PR #7661, opened 2026-03-07
Subtitle offset increased to [-90, 90] seconds

ThatZiv:
**Changes**

Increased subtitle offset from +/-30s  to 90s. Not sure how it was originally decided but increasing the range makes it easier to match less-than ideal subtitles. More often than not, I find myself needing to offset beyond the 30s range. Others would agree:
- https://www.reddit.com/r/jellyfin/comments/12yk65w/max_subtitle_delay_offset_value/
- https://github.com/jellyfin/jellyfin-web/issues/3783
- https://forum.jellyfin.org/t-subtitle-offset-of-more-less-than-30s
- https://features.jellyfin.org/posts/2308/increase-subtitles-offset


dmitrylyzo:
For reference: #5094

PR #7676, opened 2026-03-12
Extract getCardImageUrl and remove duplicate hook

thornbill:
**Changes**
* Removes duplicate code for react and legacy card components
++++++++++++++++++++
• [Work required] Look over the entries for "subtitles", then copy every line that includes that string.

• [Response area]
Increased subtitle offset from +/-30s  to 90s. Not sure how it was originally decided but increasing the range makes it easier to match less-than ideal subtitles. More often than not, I find myself needing to offset beyond the 30s range. Others would agree:
- https://features.jellyfin.org/posts/2308/increase-subtitles-offset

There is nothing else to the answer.